Equal (impact) speed does not have equal consequences for all road users. The consequences mainly depend on the mass of the colliding vehicles and the extent to which the crash opponents are protected and vulnerable.
Mass
In a collision, difference in mass determines which vehicle absorbs which part of the energy released. The occupants of the lighter vehicle are worse off than those of the heavier vehicle. Mass differences are evident in the case of trucks colliding with cars, but there are also considerable mass differences between cars. The difference between a large SUV and a small city car may easily amount to a factor up to 3.
Protection
Mass differences in a collision between a motor vehicle and an unprotected and therefore vulnerable moped rider, cyclist or pedestrian are of an entirely different order. In that case, mass differences from a factor of 10 (a very light small car) to almost 700 (trucks weighing 50 tons) are involved. For vulnerable road users, chances of survival decrease dramatically as (impact) speed increases (Figure 4). An overview of several studies [22] shows that, in a collision with a car, more than 95% of pedestrians survive at an impact speed of 30 km/h; 85% survive at an impact speed of 50 km/h, about 40% at an impact speed of 80 km/h, and only a few at an impact speed of 100 km/h.

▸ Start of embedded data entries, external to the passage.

PR #2283, opened 2021-05-13
Fix code version handler bugs for code version snapshot

anandjakhaniya:


backend/src/main/java/ai/verta/modeldb/experimentRun/FutureExperimentRunDAO.java
```diff
@@ -1057,6 +1057,9 @@ public FutureExperimentRunDAO(
                                                           builder.getId())) {
                                                         builder.setCodeVersionSnapshot(
                                                             codeVersionsMap.get(builder.getId()));
+                                                      } else {
+                                                        builder.setCodeVersionSnapshot(
+                                                            CodeVersion.getDefaultInstance());
```
anandjakhaniya, line 1069: added empty response as per old code

anandjakhaniya: it will add empty `{}`

backend/src/main/java/ai/verta/modeldb/experimentRun/subtypes/CodeVersionHandler.java
```diff
@@ -76,6 +76,13 @@ public CodeVersionHandler(Executor executor, FutureJdbi jdbi) {
             maybeSnapshotId -> {
               if (maybeSnapshotId.isPresent()) {
                 if (request.getOverwrite()) {
+                  jdbi.useHandle(
+                      handle ->
+                          handle
+                              .createUpdate(
+                                  "UPDATE experiment_run SET code_version_snapshot_id = null WHERE id=:run_id")
+                              .bind("run_id", request.getId())
+                              .execute());
```
anandjakhaniya: we can not delete code version snapshot directly because experimentRun have foreign key reference so first need to remove code_version_snapshot_id from experimentRun and then we can delete snapshot. so fixed it here.

conradoverta: Then we need to put this in a transaction. Otherwise we can set it to `null` but fail to add new value. I have no clue how transactions will work while mixing with hibernate.

conradoverta (changes requested):
Transaction

backend/src/main/java/ai/verta/modeldb/experimentRun/subtypes/CodeVersionHandler.java
conradoverta: Can we just remove the foreign key instead?

anandjakhaniya: Removing foreign key might be affect many other unwanted places so instead of that i have handled this using hibernate transition and used hibernate sql query instead of jdbi sql query so we can used hibernate transaction.

anandjakhaniya:
> Transaction

Fixed https://github.com/VertaAI/modeldb/pull/2283#discussion_r632359003

conradoverta (approved):

PR #2286, opened 2021-05-13
Fix tags handler bugs

anandjakhaniya:


backend/src/main/java/ai/verta/modeldb/experimentRun/subtypes/TagsHandler.java
```diff
@@ -42,7 +42,7 @@ public TagsHandler(Executor executor, FutureJdbi jdbi, String entityName) {
                     "select tags from tag_mapping "
                         + "where entity_name=:entity_name and "
                         + entityIdReferenceColumn
-                        + "=:entity_id")
+                        + "=:entity_id ORDER BY tags ASC")
```
anandjakhaniya, line 45: tags not maintain orders while returning so added order by cause

backend/src/main/java/ai/verta/modeldb/experimentRun/subtypes/TagsHandler.java
```diff
@@ -75,10 +75,8 @@ public TagsHandler(Executor executor, FutureJdbi jdbi, String entityName) {
     var currentFuture =
         InternalFuture.runAsync(
             () -> {
-              for (final var tag : tags) {
-                if (tag.isEmpty()) {
-                  throw new InvalidArgumentException("Empty tag");
-                }
+              if (tags.isEmpty()) {
+                throw new InvalidArgumentException("Tags not found");
```
anandjakhaniya, line 79: if tags list are empty then it was never throw exception so fixed condition

backend/src/main/java/ai/verta/modeldb/experimentRun/FutureExperimentRunDAO.java
```diff
@@ -338,7 +339,9 @@ public FutureExperimentRunDAO(
 
     return checkPermission(
             Collections.singletonList(runId), ModelDBActionEnum.ModelDBServiceActions.UPDATE)
-        .thenCompose(unused -> tagsHandler.addTags(runId, tags), executor)
+        .thenCompose(
+            unused -> tagsHandler.addTags(runId, ModelDBUtils.checkEntityTagsLength(tags)),
+            executor)
```
anandjakhaniya, line 344: [Missing to add in new Impl from old code] Added tag length validation while logging ER tags

backend/src/main/java/ai/verta/modeldb/experimentRun/subtypes/TagsHandler.java
conradoverta: It was never what?

anandjakhaniya: I mean new async code was wrongly implement. it was never throw exception if tags are empty in request. so i have checked it right way here.

conradoverta: But we should also check that the tags themselves aren't empty strings, right?

conradoverta (approved):

backend/src/main/java/ai/verta/modeldb/experimentRun/subtypes/TagsHandler.java
anandjakhaniya: Ohh yes, i will add it.

anandjakhaniya: Added validation check for each tag

PR #2287, opened 2021-05-13
Fix find experiment run predicates

anandjakhaniya:


backend/src/main/java/ai/verta/modeldb/experimentRun/FutureExperimentRunDAO.java
```diff
@@ -667,6 +667,8 @@ public FutureExperimentRunDAO(
         InternalFuture.supplyAsync(
             () -> {
               final var localQueryContext = new QueryFilterContext();
+              localQueryContext.getConditions().add("experiment_run.deleted = :deleted");
+              localQueryContext.getBinds().add(q -> q.bind("deleted", false));
```
anandjakhaniya, line 683: `deleted = false` filter is missing on find ER DAO so added it.

backend/src/main/java/ai/verta/modeldb/experimentRun/subtypes/PredicatesHandler.java
```diff
@@ -207,7 +207,12 @@
             new UnimplementedException("Unknown 'Value' type recognized"));
     }
 
-    queryContext = queryContext.addCondition(String.format("experiment_run.id in (%s)", sql));
+    if (operator.equals(OperatorEnum.Operator.NOT_CONTAIN)
+        || operator.equals(OperatorEnum.Operator.NE)) {
+      queryContext = queryContext.addCondition(String.format("experiment_run.id NOT IN (%s)", sql));
+    } else {
+      queryContext = queryContext.addCondition(String.format("experiment_run.id IN (%s)", sql));
+    }
```
anandjakhaniya, line 215: missing for hyperparameters so added it

backend/src/main/java/ai/verta/modeldb/experimentRun/subtypes/PredicatesHandler.java
```diff
@@ -176,7 +176,7 @@
 
     switch (value.getKindCase()) {
       case NUMBER_VALUE:
-        sql += applyOperator(operator, columnAsNumber(colValue, true), ":" + valueBindingName);
+        sql += applyOperator(operator, colValue, ":" + valueBindingName);
```
anandjakhaniya: Removed casting in number because while doing casting it will not return result so after testing and spending some time i realize that the query is working without casting as expected.

conradoverta: Is it!? In both mysql and postgres? For numeric data types? I'm _really_ doubtful it works since the DB has no idea that it should interpret the string as a number. Let's not merge this until we have collected evidence that it works correctly without the conversion.

conradoverta (changes requested):

backend/src/main/java/ai/verta/modeldb/experimentRun/subtypes/PredicatesHandler.java
anandjakhaniya: I knew it that you will have question in mind for this so i have got query for this 

```
select distinct experiment_run_id from keyvalue where entity_name='ExperimentRunEntity' and field_type='hyperparameters' 
and kv_key='C'  and cast(kv_value as decimal) >= 1.0E-4
```

You can execute it in mysql with and without casting. You will get correct result while execute it without casting but not with casting. 
i was also surprise but sql is managing string column with numeric value without casting.

anandjakhaniya: Reverted casting code

conradoverta (approved):

PR #2288, opened 2021-05-13
Fix checkPermission method

anandjakhaniya:


backend/src/main/java/ai/verta/modeldb/experimentRun/FutureExperimentRunDAO.java
```diff
@@ -408,7 +408,10 @@ public FutureExperimentRunDAO(
 
   private InternalFuture<Void> checkPermission(
       List<String> runIds, ModelDBActionEnum.ModelDBServiceActions action) {
-    if (runIds.isEmpty()) {
+    // If request do not have ids and we are passing request.getId() then it will create list record
+    // with `""` string
+    final var finalRunIds = runIds.stream().filter(s -> !s.isEmpty()).collect(Collectors.toList());
+    if (finalRunIds.isEmpty()) {
```
anandjakhaniya, line 414: If request do not have ids and we are passing request.getId() in `Collections.singletonList(request.getId())` then it will create list record with `""` string so here old condition broken and now i have fixed it.

conradoverta (approved):

PR #2291, opened 2021-05-13
Fix ER test class with async ER service impl

anandjakhaniya:
Some file are already from other PR but added here for compilation and proper impl


anandjakhaniya:
this is covered in other PRs so closing this.

PR #2296, opened 2021-05-14
Fix test cases for not returning entity in response

anandjakhaniya:


anandjakhaniya:
We have stopped returning entity in response. but i am using entity from response for validate correctness of inserted data so not it is not there so i have to call explicitly to check inserted data is correct or not.

conradoverta (approved):

anandjakhaniya:
We will consider this PR later when we remove entity from response

jkwatson-verta:

PR #493, opened 2016-02-18
Demonstrate stack overflow in query.

BruceCowan-AI:
@mythz The added test, Can_query_column_as_nullable demonstrates a stack overflow in a query. I suppose you can argue that it should be illegal to call a column nullable when it isn't nullable in the database, but this code works with 4.0.48 and earlier.


mythz:
Thx for the failing tes Brucet! Should now be fixed from this commit: https://github.com/ServiceStack/ServiceStack.OrmLite/commit/a04f47dc60b903e46162b0d3eec6713a073d4342

PR #494, opened 2016-02-19
Fix the Oracle string length default in the string converter

BruceCowan-AI:
@mythz This fixes the mysterious failures I was getting. Something changed so that the length is copied into the parameter as the max size, so it needs to be correct now.
Shortly I'll be able to get back to the memory leak issue.


mythz:
ok great, thx Bruce.

PR #496, opened 2016-02-25
Fix Oracle string converter and one test

BruceCowan-AI:
@mythz Yes, you fixed the problem. Since you did I don't have to debug tomorrow, so here is the fix for my problem - I hadn't tested UseUnicode true before. And I fixed one more test.


mythz:
cheers, thx

PR #497, opened 2016-03-17
MySQL issue with nullable enum + int casting prob

Layoric:
Hey @mythz,

Related to [issue posted in the forums](https://forums.servicestack.net/t/enumasint-field-not-loading-when-nullable-4-0-54/2170), I found a simple solution to show way forward/issue with nullable enum properties casting from integer.

Better solution would probably be done in the Express building in `PropertyInvoker.cs` 

https://github.com/ServiceStack/ServiceStack.OrmLite/blob/master/src/ServiceStack.OrmLite/PropertyInvoker.cs#L37

Expression could build a predicate checking for Enum + Nullable type, eg 

```
Nullable.GetUnderlyingType(propertyInfo.PropertyType) != null
&& Nullable.GetUnderlyingType(propertyInfo.PropertyType).IsEnum)
``` 

Not familiar with Expression building, so was unsure how to build an expression to call equivalent of:

```
var enumType = Nullable.GetUnderlyingType(fieldDef.PropertyInfo.PropertyType);
var enumValue = Enum.ToObject(enumType, value);
``` 

Only tested with MySQL, but might be a problem with other DBs as well. Any ideas?

### DIFF
--- a/src/ServiceStack.OrmLite.MySql.Tests/EnumTests.cs
+++ b/src/ServiceStack.OrmLite.MySql.Tests/EnumTests.cs
@@ -1,5 +1,6 @@
 ﻿using System.Linq;
 using NUnit.Framework;
+using ServiceStack.DataAnnotations;
 
 namespace ServiceStack.OrmLite.MySql.Tests
 {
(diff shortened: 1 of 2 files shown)


mythz:
Great thx for the tests, I'll probably be tweaking the impl after I debug it.

mythz:
Hey, the conversion just needed to be moved up into the EnumConverter, just done in this commit: https://github.com/ServiceStack/ServiceStack.OrmLite/commit/eb3eb8005ac3672efb3b178cdd57df750a99126f

PR #498, opened 2016-03-23
StackOverflowException when FromDbValue() is called with a value type that has no converter registered

shift-evgeny:
Here is a unit test that reproduces the problem. I'm not sure what it _should_ do, but definitely not _that_. :) In v4.0.44 it returned null, which isn't great either, as it masks the problem (lack of a converter). A helpful exception would probably be good here, but I don't know the best place to throw it.


mythz:
thx for the test :+1:  should now be resolved in this commit: https://github.com/ServiceStack/ServiceStack.OrmLite/commit/1baf2123624339f4f0630b382a5e6ec9cd075d68

Basically if types don't match let the serializer try coerce it.

This change is available from v4.0.55 that's now [available on MyGet](https://github.com/ServiceStack/ServiceStack/wiki/MyGet).

PR #499, opened 2016-03-29
Implemented an UpdateIncrement API

madaleno:
Implement an UpdateIncrement API similar to UpdateOnly, but that generates SQL to add the value to the existing database field instead of doing attribution, when the field is a numeric field. Other field types still do attribution and we can mix field types.

db.UpdateIncrement(new Person { Age = 5 }, db.From<Person>().Update(p =>p.Age).Where(x => x.FirstName == "Jimi"));
will generate this SQL:
UPDATE "Person" SET "Age" = "Age" + 5 WHERE ("FirstName" = 'Jimi')

This is usefull to increment counter, totals, etc. without having to load the object from the BD first and avoinding concurrency conflicts.

### DIFF
--- a/src/ServiceStack.OrmLite/Expressions/WriteExpressionCommandExtensions.cs
+++ b/src/ServiceStack.OrmLite/Expressions/WriteExpressionCommandExtensions.cs
@@ -51,6 +51,38 @@ namespace ServiceStack.OrmLite
             return dbCmd.UpdateOnly(obj, q);
         }
 
+        public static int UpdateIncrement<T>(this IDbCommand dbCmd, T model, SqlExpression<T> fields)
+        {
+            UpdateIncrementSql(dbCmd, model, fields);
+            return dbCmd.ExecNonQuery();
+        }
+
+        internal static void UpdateIncrementSql<T>(this IDbCommand dbCmd, T model, SqlExpression<T> fields)
+        {
+            if (OrmLiteConfig.UpdateFilter != null)
+                OrmLiteConfig.UpdateFilter(dbCmd, model);
+
+            fields.CopyParamsTo(dbCmd);
+
+            dbCmd.GetDialectProvider().PrepareUpdateRowIncrementStatement(dbCmd, model, fields.UpdateFields);
+
+            if (!fields.WhereExpression.IsNullOrEmpty())
+                dbCmd.CommandText += " " + fields.WhereExpression;
+        }
+
+        public static int UpdateIncrement<T, TKey>(this IDbCommand dbCmd, T obj,
+            Expression<Func<T, TKey>> fields = null,
+            Expression<Func<T, bool>> where = null)
+        {
+            if (fields == null)
+                throw new ArgumentNullException("fields");
+
+            var q = dbCmd.GetDialectProvider().SqlExpression<T>();
+            q.Update(fields);
+            q.Where(where);
+            return dbCmd.UpdateIncrement(obj, q);
+        }
+
         public static int UpdateNonDefaults<T>(this IDbCommand dbCmd, T item, Expression<Func<T, bool>> obj)
         {
             if (OrmLiteConfig.UpdateFilter != null)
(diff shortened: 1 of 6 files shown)


mythz:
Looks like a useful addition, thx :+1: 

Tried to think of a better API to signal it only increments numeric values but couldn't come up with a better one that was terse enough to still be useful, so happy to stick with 'UpdateIncrement`, will just need to document its behavior so it's behavior is clear.

madaleno:
Had a fight to myself when naming this.

mythz:
@madaleno Hi Luis, I've decided to rename this API to `UpdateAdd` from this commit: https://github.com/ServiceStack/ServiceStack.OrmLite/commit/da84b37e0c6542720f9a52e20857cec095906f2f

It's more concise (always better) and follows what others are using for this operation, e.g. DynamoDB uses `ADD` in their [UpdateItem API](http://docs.aws.amazon.com/amazondynamodb/latest/APIReference/API_UpdateItem.html) to add to the existing value, instead of replacing it.

This change is available from the latest v4.0.55 that's now [available on MyGet](https://github.com/ServiceStack/ServiceStack/wiki/MyGet).

madaleno:
Great! Shorter is better.

Luis Madaleno
Em 13/04/2016 5:43 PM, "Demis Bellot" <notifications@github.com> escreveu:

mythz:
Hi Luis,

Wanted to let you know that I believe I've found a nicer API for Update API's where we can just use a lambda to specify both which fields to update and their values, so your original example of:

```csharp
db.UpdateAdd(new Person { Age = 5 }, 
    db.From<Person>().Update(p =>p.Age).Where(x => x.FirstName == "Jimi"));
```

Can now be written as:

```csharp
db.UpdateAdd(() => new Person { Age = 5 }, where: x => x.FirstName == "Jimi");
```

So you no longer have to repeat which fields needs updating twice.

I've also removed the other `UpdateAdd` overloads as I think this is much nicer API and I don't know of a use-case that requires the older APIs and I'd prefer not to drag the existing legacy overloads with this new API. So since this API was just released in the last release I think it's better to introduce a breaking change to the new API now than carry the older overloads forever.

BTW if you have a query that needs the old overloads please give me an example and I'll add a new API that can support it.

The new UpdateAdd API was [added in this commit](https://github.com/ServiceStack/ServiceStack.OrmLite/commit/0c35010ac3e6071808da8cf5c2c9e0eab3dfb4da) that's available from v4.0.57 that's now [available on MyGet](https://github.com/ServiceStack/ServiceStack/wiki/MyGet).

madaleno:
Hi Demis,

Great! That's definitely better.

I'm ok with the breaking change. I don't have anything in production with
this code yet.

Thanks.

Demis Bellot <notifications@github.com> escreveu no dia segunda, 23/05/2016
às 17:59:

> Hi Luis,
>
> Wanted to let you know that I believe I've found a nicer API for Update
> API's where we can just use a lambda to specify both which fields to update
> and their values, so your original example of:
>
> db.UpdateAdd(new Person { Age = 5 },
>     db.From<Person>().Update(p =>p.Age).Where(x => x.FirstName == "Jimi"));
>
> Can now be written as:
>
> db.UpdateAdd(() => new Person { Age = 5 }, where: x => x.FirstName == "Jimi");
>
> So you no longer have to repeat which fields needs updating twice.
>
> I've also removed the other UpdateAdd overloads as I think this is much
> nicer API and I don't know of a use-case that requires the older APIs and
> I'd prefer not to drag the existing legacy overloads with this new API. So
> since this API was just released in the last release I think it's better to
> introduce a breaking change to the new API now than carry the older
> overloads forever.
>
> BTW if you have a query that needs the old overloads please give me an
> example and I'll add a new API that can support it.
>
> The new UpdateAdd API was added in this commit
> <https://github.com/ServiceStack/ServiceStack.OrmLite/commit/0c35010ac3e6071808da8cf5c2c9e0eab3dfb4da>
> that's available from v4.0.57 that's now available on MyGet
> <https://github.com/ServiceStack/ServiceStack/wiki/MyGet>.
>
> —
> You are receiving this because you were mentioned.
> Reply to this email directly or view it on GitHub
> <https://github.com/ServiceStack/ServiceStack.OrmLite/pull/499#issuecomment-221031272>
>
-- 
Cumprimentos,

Luis Madaleno
Dir. Técnico @ magnisoft

PR #501, opened 2016-04-27
Enhance T4 templates for SqlServer to include more foreign key support

jordan-ware:
Hit a problem during development where we'd have an item described below:

```
Item {
   OwnerId: 1,
   Owner2Id: 2
}
```
Added the following properties to the partial class to load references:

```
[Reference]
public Owner Owner { get; set; }
[Reference]
public Owner Owner2 { get; set; }
```
However, on doing a Db.LoadSingleById(), we'd end up with this:

```
Item {
   OwnerId: 1,
   Owner: { Id: 1, Name: "Owner" },
   Owner2Id: 2,
   Owner2: { Id: 1, Name: "Owner" }
}
```
The first Owner entity was being loaded into the second.

Adding the [References(typeof(Owner))] attribute to the foreign key field in the POCO generated by the T4 templates resolved the odd behaviour, and brought the POCO's more in line with the code demonstrated on the Ormlite documentation page.

The result is that in the POCO, this:

```
public int? OwnerId { get; set; }
public int? Owner2Id { get; set; }
```
Becomes this:

```
[References(typeof(Owner))]
public int? OwnerId { get; set; }
[References(typeof(Owner))]
public int? Owner2Id { get; set; }
```

I'm not sure if the underlying issue needs to be addressed. It does not affect me any more. It could still be a nuisance for people using the T4 templates for database engines other than SqlServer or SQLite.

### DIFF
--- a/src/T4/OrmLite.Core.ttinclude
+++ b/src/T4/OrmLite.Core.ttinclude
@@ -829,12 +829,12 @@ class SqlServerSchemaReader : SchemaReader
 
 	public override Tables ReadSchema(DbConnection connection, DbProviderFactory factory)
 	{
-		var result=new Tables();
+		var result = new Tables();
 
 		_connection=connection;
 		_factory=factory;
 
-		var cmd=_factory.CreateCommand();
+		var cmd = _factory.CreateCommand();
 		cmd.Connection=connection;
 		cmd.CommandText=TABLE_SQL;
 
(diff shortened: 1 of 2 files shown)


mythz:
Awesome, thx for the PR - yeah you'll need to do this for [multiple self references](https://github.com/ServiceStack/ServiceStack.OrmLite#multiple-self-references).

> Also happy to see a someone from my home suburb of Nightcliff :)

jordan-ware:
Hahaha yep. We've even met - when you came around to Radical Systems. Can't remember how long ago now though.

No worries about the PR. Enjoying the API!

mythz:
Ahh nice :+1:  yeah Adam gave me a heads up someone from radical was going to submit an issue - but PR's are even more welcome :)

PR #502, opened 2016-05-02
Update T4 template references feature to be optional by flag, and correctly work on Singularized table renames.

rsafier:
Correct T4 Template for `bool MakeSingular = true;` condition, also make it optional to emit Reference attributes (same as all the other options)


mythz:
Cheers 👍

PR #505, opened 2016-05-26
Implement new public IHasDbTransaction interface from ServiceStack.Common

shift-evgeny:
This allows the real transaction to easily be extracted from an OrmLiteTransaction. The existing internal interface was renamed to ICanSetDbTransaction.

Figure 4. The relationship between impact speed and pedestrian death rate in a collision with a passenger car (Source: [22] ).
Vulnerability
Older road users are physically more vulnerable than younger road users. If impact speed is equal, they have a significantly smaller chance of surviving a collision (see Figure 5; Davis, 2001; in [22] ).
Figure 5. The relationship between impact speed and pedestrian death rate for different age groups when colliding with a passenger car (Davis, 2001; in [22] ).